Studies on the site of biosynthesis of acidic glycoproteins of guinea-pig serum

Abstract

Studies were carried out to determine the cellular and subcellular site of biosynthesis of components of fraction I, an a-globulin fraction containing acidic glycoproteins isolated from guinea-pig serum. L-[U-14C] Leucine or -valine and D-[1-14C]gluco-samine were used as precursors. A lag of about 10 min. occurred before appreciable label appeared in fraction I of serum after injection of leucine or glucosamine. Label in fraction I after 60 min. labelling with glucosamine was present almost entirely in hexosamine and sialic acid. Site of synthesis was investigated by studies in vivo up to 17 min. after injection of precursor. Particulate subcellular fractions isolated from liver, spleen and kidney or homogenates of the latter two tissues were extracted with Lubrol. Extracts were allowed to react by double diffusion with antisera to fraction I or to subtractions isolated from it, and gels were subsequently subjected to radioautography. With either amino acid or glucosamine as precursor, only extracts of the microsome fraction of liver formed precipitin lines that were appreciably radioactive. The role of the microsome fraction of liver in the synthesis of these glycoproteins was confirmed by immunological studies after incubation of liver slices with leucine or glucosamine. Incorporation of leucine was also investigated in a cell-free microsome system. Material was also precipitated from certain Lubrol extract of liver microsomes by direct addition of antiserum and its radioactivity measured. Degradation of material thus precipitated and use of heterologous immune systems showed that labelling of precipitin lines represented biosynthesis. A study of extraction procedures suggested that the substances present in the microsome fraction of liver that react with specific antisera are associated with membranous structures.

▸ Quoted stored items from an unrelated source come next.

PR #1832, opened 2015-06-11
AVI: read frame index tables

melissalinkert:
Fixes https://trac.openmicroscopy.org/ome/ticket/11264.

To test, use the files from QA 7450 and 11011.  When opened in ImageJ (```Use virtual stack``` may be necessary), each file should have a frame count that matches what is indicated by ```mplayer```.

The only difference between Bio-Formats and mplayer should be with QA 11011 - in this file, there is a conflict between the plane height stored in the AVI container (408) and the plane height stored in each of the MJPEG compressed streams (204).  Bio-Formats is using the MJPEG height instead of scaling the images (which I think is what mplayer does).


bramalingam:

PR #1835, opened 2015-06-16
Metamorph: better detection of time series

melissalinkert:
Fixes https://trac.openmicroscopy.org/ome/ticket/12503.

To test, use the files linked from http://fiji.sc/bugzilla/show_bug.cgi?id=868.  ```file1.stk``` and ```file2.stk``` should each be a single time series with this change (i.e. SizeZ = 1).  Without this change, SizeZ would have been > 1.  Builds should remain green; other datasets should not be affected.


hadim:
Thanks @melissalinkert. I confirm this PR fixes my issue with some Metamorph files.

bramalingam:
Works as expected. Please merge

PR #1836, opened 2015-06-16
Also include ome-transforms.xml in Maven specification JAR

sbesson:
While trying to consume Maven specification.jar for the OMERO exporter
integration tests, the transformation catalog could not be found as it
currently not bundled.

/cc @jburel


sbesson:
NB: the deployment of this PR will depend on https://github.com/openmicroscopy/bioformats/pull/1838

sbesson:
Closing in favor of a `develop` PR.

PR #1837, opened 2015-06-16
cope with file format version 2

bjoernthiel:


bjoernthiel:
Can we have this delivered as a patch?

PR #1834, opened 2015-06-11
Add a merge build profile to POMs

melissalinkert:
This allows the snapshot repository to be changed; by default, the
latest-build profile (== ome.snapshots repository) will be used.  If
'mvn -P merge-build' is run instead, then the merge-build profile (==
ome.unstable repository) is used.

This is the prerequisite for a BIOFORMATS-5.1-merge-maven job.  See https://trello.com/c/5S2dBuxW/227-bf-decoupling.

/cc @sbesson, @bramalingam

PR #1838, opened 2015-06-16
Add a merge build profile to POMs

melissalinkert:
This allows the snapshot repository to be changed; by default, the
latest-build profile (== ome.snapshots repository) will be used.  If
'mvn -P merge-build' is run instead, then the merge-build profile (==
ome.unstable repository) is used.

This was previously gh-1834.


sbesson:
Tested artifacts deployment via https://ci.openmicroscopy.org/view/DEV/job/BIOFORMATS-DEV-merge-maven/4/console, passing the profile option to the `mvn` command is enough to get the artifacts deployed on the `ome.unstable` repository.
Will be investigating how to consume these artifacts from the OMERO/Ivy standpoint next..

sbesson:
Discussed today with @melissalinkert @joshmoore @jburel @bramalingam. The strategy above did not work as initially expected since there is no repository classifier that can be used by Ivy while retrieving Maven artifacts. An alternative to be explored is to use the profile to set a different groupId for merge artifacts.

sbesson:
Depending on the testing result of https://github.com/openmicroscopy/openmicroscopy/pull/3935, we may want to resurrect this PR/strategy for uploading merge SNAPSHOTS.

melissalinkert:
Replaced by gh-1867 (on develop).

PR #1839, opened 2015-06-16
bfconvert: fix plane indexes for multi-series exports

melissalinkert:
Fixes https://trac.openmicroscopy.org/ome/ticket/12926.  This prevents the plane index from being too large for series beyond the first.

To test, choose any MIF (the ticket indicates ```test_images_good/leica-lif/Beta Canenin.lif```), and use ```bfconvert``` to convert to a single OME-TIFF.  With this change, the conversion should be successful, and ```showinf -nopixels``` on both files should show matching metadata.  Without this change, the conversion would have thrown an exception.

### DIFF
--- a/components/bio-formats-tools/src/loci/formats/tools/ImageConverter.java
+++ b/components/bio-formats-tools/src/loci/formats/tools/ImageConverter.java
@@ -552,6 +552,9 @@ public final class ImageConverter {
         write += e - m;
 
         nextOutputIndex.put(outputName, outputIndex + 1);
+        if (i == endPlane - 1) {
+          nextOutputIndex.remove(outputName);
+        }
 
         // log number of planes processed every second or so
         if (count == numImages - 1 || (e - timeLastLogged) / 1000 > 0) {


mtbc:
In comparing the metadata with `showinf`, `Beta Catenin.lif` has no global metadata, only series #0 metadata. The generated OME-TIFF appears to have only global metadata prefixed with Image000, Image001, Image002, Image003, Series004, where perhaps the Image000 data corresponds to that listed under series #0 for the other. This may be okay?

No other issues noted, so may be good to merge.

melissalinkert:
Yes, the metadata is expected - if you change the series passed to showinf for ```Beta Catenin.lif```, the metadata for that series should be present.  What is saved to the OME-TIFF is the union of all series hashtables, with the series/Image name prepended to the keys.

mtbc:
Aha, yes, thank you: this works exactly as one would expect, comparing `showinf` on the OME-TIFF with the original file with various `-series` options and looking at the `Image name:`s too. Good to merge.

PR #1841, opened 2015-06-18
Flex: add support for multiple plate acquisitions

melissalinkert:
If a directory contains multiple Meas_* directories, each with .flex
files, then each Meas_ directory will be automatically detected as an
acquisition of the same plate.

See https://trello.com/c/dyEq0xsZ/187-flex-runs.  I haven't yet thoroughly tested this in OMERO - that's the next step.  We haven't had real exposure to the multiple acquisitions use case before, so there may be some things that need changing/fixing.

The small dataset I was testing with was ```flex/karsten/Columbus_ExtendedData/Images/AFo_071214_measurement3...```.  This has 8 directories, each with 10 .flex files (one per well).  Picking any one of the .flex files results in 80 series, so 80 Images, 80 WellSamples, 1 Plate, 8 PlateAcquisitions.  I think all of the linkages are correct, but carefully checking the output of ```showinf -nopix -omexml``` is important.

### DIFF
--- a/components/formats-gpl/src/loci/formats/in/FlexReader.java
+++ b/components/formats-gpl/src/loci/formats/in/FlexReader.java
@@ -30,7 +30,9 @@ import java.io.IOException;
 import java.util.ArrayList;
 import java.util.Arrays;
 import java.util.HashMap;
+import java.util.HashSet;
 import java.util.List;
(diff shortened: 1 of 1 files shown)


melissalinkert:
Replaced by gh-1845

PR #1843, opened 2015-06-18
Metamorph: fix Z and T settings when the .nd file is inconsistent

melissalinkert:
Back (forward?) ported from a6fb748 and 2e27ca2.

See QA 11128 and http://lists.openmicroscopy.org.uk/pipermail/ome-users/2015-June/005429.html.

To test, use the dataset in QA 11128; the .nd file is the one to open/import.  Without this change, choose the second or third series and verify that the first channel appears to be from a different stage position relative to the other two channels.  With this change, all three channels in the same series should clearly be from the same stage position.

### DIFF
--- a/components/formats-gpl/src/loci/formats/in/MetamorphReader.java
+++ b/components/formats-gpl/src/loci/formats/in/MetamorphReader.java
@@ -499,6 +499,12 @@ public class MetamorphReader extends BaseTiffReader {
         currentValue.append(line.substring(comma + 1).trim());
       }
 
+      if (!globalDoZ) {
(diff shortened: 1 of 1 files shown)


pwalczysko:
Sorry, did not manage tday
Please relist for tomorrow with my name.

pwalczysko:
Tested in Fiji, series 2 and 3 work as expected.

pwalczysko:
Tested in ImageJ, series 2 and 3 work as expected. The original mismatch (without this PR) was reproduced successfully.

Ready to merge.

PR #1844, opened 2015-06-19
Improve performance of displaying roi's and enable show all labels

bramalingam:
Update the bioformats_package.jar in the imageJ/plugins folder. (with the merge build)

Testing Instructions : 

1) Open an ome-tiff, which has more than 1000 roi's in it, using the Bio-Formats Importer in ImageJ.
and compare performance (with and without this PR).

2)Can also open an existing image within OMERO (trout/latest, user-4, image_id: 29753), and use the omero-ij plugin to open the image. 

In both cases, the performance should be much better with this PR included.

### DIFF
--- a/components/bio-formats-plugins/src/loci/plugins/util/ROIHandler.java
+++ b/components/bio-formats-plugins/src/loci/plugins/util/ROIHandler.java
@@ -330,11 +330,12 @@ public class ROIHandler {
                         }
                         if (sc != null) roi.setStrokeColor(sc);
                         manager.add(images[imageNum], roi, nextRoi++);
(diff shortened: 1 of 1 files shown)


pwalczysko:
Opening the image from OMERO without this PR in IJ takes more than a minute.

pwalczysko:
Will finish testing tomorrow, please relist with my name.

pwalczysko:
With this PR, the opening of user-4, image_id: 29753 takes ca ~10 sec.

pwalczysko:
Also from local disk, the performance is in the ~10 sec range. 

Ready to merge.

PR #1845, opened 2015-06-19
Flex: add support for multiple plate acquisitions

melissalinkert:
If a directory contains multiple Meas_* directories, each with .flex
files, then each Meas_ directory will be automatically detected as an
acquisition of the same plate.

See https://trello.com/c/dyEq0xsZ/187-flex-runs. I haven't yet thoroughly tested this in OMERO - that's the next step. We haven't had real exposure to the multiple acquisitions use case before, so there may be some things that need changing/fixing.

The small dataset I was testing with was ```flex/karsten/Columbus_ExtendedData/Images/AFo_071214_measurement3...```. This has 8 directories, each with 10 .flex files (one per well). Picking any one of the .flex files results in 80 series, so 80 Images, 80 WellSamples, 1 Plate, 8 PlateAcquisitions. I think all of the linkages are correct, but carefully checking the output of showinf -nopix -omexml is important.

### DIFF
--- a/components/formats-gpl/src/loci/formats/in/FlexReader.java
+++ b/components/formats-gpl/src/loci/formats/in/FlexReader.java
@@ -565,7 +565,18 @@ public class FlexReader extends FormatReader {
     for (int run=0; run<runCount; run++) {
       String plateAcqID = MetadataTools.createLSID("PlateAcquisition", 0, run);
       store.setPlateAcquisitionID(plateAcqID, 0, run);
-      store.setPlateAcquisitionName(runDirs.get(run).getName(), 0, run);
+
+      String acqName = runDirs.get(run).getName();
+      store.setPlateAcquisitionName(acqName, 0, run);
+
+      int timeStart = acqName.indexOf("(");
+      if (timeStart > 0) {
+        String time = acqName.substring(timeStart);
+        time = DateTools.formatDate(time, "(yyyy-MM-dd_HH-mm-ss)");
+
+        store.setPlateAcquisitionStartTime(new Timestamp(time), 0, run);
+        plateAcqStartTime = null;
+      }
 
       PositiveInteger maxFieldCount = FormatTools.getMaxFieldCount(fieldCount);
       if (maxFieldCount != null) {
--- a/components/formats-gpl/src/loci/formats/in/FlexReader.java
+++ b/components/formats-gpl/src/loci/formats/in/FlexReader.java
@@ -30,7 +30,9 @@ import java.io.IOException;
 import java.util.ArrayList;
 import java.util.Arrays;
 import java.util.HashMap;
+import java.util.HashSet;
 import java.util.List;
+import java.util.Set;
 
 import loci.common.Constants;
 import loci.common.DataTools;
@@ -103,6 +105,7 @@ public class FlexReader extends FormatReader {
   private int plateCount;
   private int wellCount;
   private int fieldCount;
+  private int runCount;
 
   private int wellRows, wellColumns;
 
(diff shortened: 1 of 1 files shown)


joshmoore:
Combining of runs into a single plate looks good: http://dogfish.openmicroscopy.org/webclient/?show=plate-101

Is there any chance of having the run name filled out based on the `Meas` directories? Or alternatively, is there a better way to guarantee the mapping between directory and run?

melissalinkert:
Commit pushed to remove the run name from the Plate name, and add names to the PlateAcquisitions.  The Plate/PlateAcquisition names should now match the grandparent/parent directory names, but it's easy enough to change if a different format would be more useful.

joshmoore:
http://dogfish.openmicroscopy.org/webclient/?show=plate-151 certainly shows properly named measurements which was critical since the ordering was *not* as expected. A few questions:

 * Is there any potential for enforcing the ordering based on directory listing?
 * At least in this particular screen, the tabular information is linked via the short-name "Meas_01", etc. Can we assume that will often be the case? Does it make sense to drop the date info?
 * If so, can we capture that as start?

cc: @eleanorwilliams @manics @antalbalint

melissalinkert:
> Is there any potential for enforcing the ordering based on directory listing?

The run order should always match the directory listing order, per https://github.com/openmicroscopy/bioformats/pull/1845/files#diff-e11bfe5bdc0cab83e3eb911cd46a2dbcR511.  Or do I misunderstand the question?

> At least in this particular screen, the tabular information is linked via the short-name "Meas_01", 
> etc. Can we assume that will often be the case? Does it make sense to drop the date info?

Completely up to you all whether the short or long name is more sensible.  Switching to the short name is very easy.

> If so, can we capture that as start?

Will do in a forthcoming commit, since this is independent of the PlateAcquisition name.

joshmoore:
> The run order should always match the directory listing order, per https://github.com/openmicroscopy/bioformats/pull/1845/files#diff-e11bfe5bdc0cab83e3eb911cd46a2dbcR511.  Or do I misunderstand the question?

Something at the DB level then since `plate -> runs` is not ordered. The listing in the UI is based on the ID rather than the NAME, so for 5.1, we'll have to handle it at that level. cc: @jburel @will-moore 

> Completely up to you all whether the short or long name is more sensible.  Switching to the short name is very easy.

K. We'll discuss. If that turns out to be just a "nice to have" then this would be good to go.

> Will do in a forthcoming commit, since this is independent of the PlateAcquisition name.

Check.

melissalinkert:
PlateAcquisition StartTime commit pushed.

melissalinkert:
Anything further needed here?

manics:
AFAIK the last commit wasn't tested- I'll start an overnight import.

manics:
Looks good:
```
In [18]: [(datetime.datetime.fromtimestamp(qs.get('PlateAcquisition',i).getStartTime().val/1000), qs.get('PlateAcquisition',i).getName().val) for i in [251,252,253,253,255]]
Out[18]:
[(datetime.datetime(2011, 2, 22, 20, 6, 15), 'Meas_05(2011-02-22_20-06-15)'),
 (datetime.datetime(2011, 2, 22, 18, 0, 38), 'Meas_02(2011-02-22_18-00-38)'),
 (datetime.datetime(2011, 2, 22, 18, 42, 33), 'Meas_03(2011-02-22_18-42-33)'),
 (datetime.datetime(2011, 2, 22, 18, 42, 33), 'Meas_03(2011-02-22_18-42-33)'),
 (datetime.datetime(2011, 2, 22, 17, 17, 8), 'Meas_01(2011-02-22_17-17-08)')]
```
(Note web currently displays `Creation Date: 2015-07-07 14:06:26` for the plate and all acquisitions)

PR #2313, opened 2016-03-28
Leica LIF: fix multi-dimensional data from color cameras

melissalinkert:
Fixes https://trac.openmicroscopy.org/ome/ticket/13112.

This fixes the case when a color camera is used (so each plane has 3 RGB
channels), and multiple channels are acquired potentially in addition to
multiple timepoints and/or Z sections.

To test, use the files from QA 16911 and QA 16919.  Compare the images as shown in Leica's LAS X or LAS AF Lite software against what is shown by ImageJ with and without this change.  Also verify that with this change, no error messages are shown when opening either file in ImageJ.

### DIFF
--- a/components/formats-gpl/src/loci/formats/in/LIFReader.java
+++ b/components/formats-gpl/src/loci/formats/in/LIFReader.java
@@ -2020,17 +2020,22 @@ public class LIFReader extends FormatReader {
     ms.indexed = !ms.rgb;
     ms.imageCount = ms.sizeZ * ms.sizeT;
     if (!ms.rgb) ms.imageCount *= ms.sizeC;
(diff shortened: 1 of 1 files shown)


melissalinkert:
Config PR: https://github.com/openmicroscopy/data_repo_config/pull/99

dgault:
Code changes make sense and the two QA files now open without any of the errors that were thrown before applying the PR. The images look and display as expected also. Config PR has also been tested and is green - https://ci.openmicroscopy.org/view/Bio-Formats-DEV/job/BIOFORMATS-DEV-merge-repository-subset/207/

Changes look good to merge.

Issue #2237, opened 2016-02-10
Exporting to ICS can throw ArrayIndexOutOfBoundsException


ctrueden:
Macro to reproduce:
```javascript
run("Organ of Corti (2.8M, 4D stack)");
outDir = "/home/curtis/Desktop";
run("Bio-Formats Exporter", "save=" + outDir + "/organ-of-corti.ics write_each_channel");
```
Relevant stack trace:
```
(Fiji Is Just) ImageJ 2.0.0-rc-44/1.50e; Java 1.8.0_66 [64-bit]; Linux 3.19.0-39-generic; 55MB of 1065MB (5%)
 
java.lang.ArrayIndexOutOfBoundsException: 15
	at loci.formats.out.ICSWriter.saveBytes(ICSWriter.java:130)
	at loci.formats.FormatWriter.saveBytes(FormatWriter.java:124)
	at loci.plugins.out.Exporter.run(Exporter.java:767)
	at loci.plugins.LociExporter.run(LociExporter.java:75)
```

Exception is the same using both release (Bio-Formats 5.1.7) and dev version (Bio-Formats 5.1.7-DEV 62c4dd810, 9 February 2016).

Reported by @tischi on [this ImageJ forum thread](http://forum.imagej.net/t/bug-in-bio-formats-exporting-ics/823).

bramalingam:
Thank you for submitting the issue Curtis. The same was reproducible locally, and a card has been created on this regard. 
https://trello.com/c/L7dtKWsl/96-bio-format-exporter-issues

ctrueden:
Thanks @bramalingam !

joshmoore:
Closing in favor of the card. Thanks, guys.

PR #2315, opened 2016-03-31
ICS writer: fix dimension population for split files

melissalinkert:
See https://github.com/openmicroscopy/bioformats/issues/2237 and
https://trello.com/c/L7dtKWsl/96-bio-format-exporter-issues

To test, use the macro from gh-2237 and test cases (1) and (2) from the Trello card.  Verify that no exceptions are thrown during conversion, and that the resulting files are ~4 MB each and are reported by showinf as having 15 Z sections (1 timepoint, 1 channel).  Also verify that converting the ```Organ of corti``` sample to a single .ics file does not behave differently with this change; be sure to test conversion in both ImageJ and bfconvert, and check each plane in the resulting file against the original data.

Note that there are likely still some edge cases here.  The "correct" way to do this across all writers would be to add API similar to suggestions in https://trac.openmicroscopy.org/ome/ticket/8215, so that a writer can be given a mapping between plane indexes and file names prior to ```setId``` - and then we're not trying to guess what the final dimensions of each file might be.  That needs more thought and probably is not in scope for 5.2.0 though.

### DIFF
--- a/components/formats-bsd/src/loci/formats/out/ICSWriter.java
+++ b/components/formats-bsd/src/loci/formats/out/ICSWriter.java
@@ -34,6 +34,8 @@ package loci.formats.out;
 
 import java.io.ByteArrayOutputStream;
 import java.io.IOException;
+import java.util.ArrayList;
+import java.util.List;
 
 import loci.common.RandomAccessInputStream;
 import loci.common.RandomAccessOutputStream;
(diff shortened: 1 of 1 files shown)


sbesson:
Note that `ConversionTest.testICS` fails with this PR included - see https://ci.openmicroscopy.org/view/Failing/job/BIOFORMATS-DEV-merge-build/181

melissalinkert:
Commit pushed which should fix the test failure.

rleigh-dundee:
Changes look reasonable and testing with the ImageJ macro and with bfconvert demonstrates the correct behaviour without errors.  Merge build is now green.  Please merge.

PR #2318, opened 2016-04-01
Fixes #2317 - infer channel count from channel names

### LINKED ISSUE #2317: FlowSightReader error
I have a .cif file from a user that fails to read with the following error:

    Channel count (1) does not match number of channel names (6) in string "C0|C1|C21|C3|C4|C5

This is an error in interpreting one of the TIF tags in the file; I will contribute a patch that fixes it today.

LeeKamentsky:
See #2317 for more details. The fix is pretty surgical - the only effect is to try harder for a case that previously threw an exception.

### DIFF
--- a/components/formats-bsd/src/loci/formats/in/FlowSightReader.java
+++ b/components/formats-bsd/src/loci/formats/in/FlowSightReader.java
@@ -150,9 +150,7 @@ public class FlowSightReader extends FormatReader {
     if (channelNamesString != null) {
       channelNames = channelNamesString.split("\\|");
       if (channelNames.length != channelCount) {
-        throw new FormatException(String.format(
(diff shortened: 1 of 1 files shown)


melissalinkert:
Thanks, @LeeKamentsky.  This reads fine to me; adding the ```include``` label so that it is included in tomorrow's Jenkins builds.

sbesson:
Automated builds have been passing against our set of sample files with this PR included. @LeeKamentsky: would you have a sample file available that would reproduce the error fixed by this PR which could be added to our data repository?

sbesson:
Merging. As proposed by @mtbc, a follow-up PR should be opened to add a `DEBUG` level statement logging this particular use case.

Most or all precipitin lines formed by Lubrol extracts of liver microsomes interacted with precipitin lines given by guinea-pig serum or fraction I, immunological identity being apparent with some lines. The microsome-bound substances thus represent serum glycoproteins or precursors of them. The distribution of label in various tissues and in the protein of subcellular fractions of liver after administration of [14C]glucosamine to the guinea pig was also studied. Some variation in results obtained with liver was found depending on the fractionation medium used.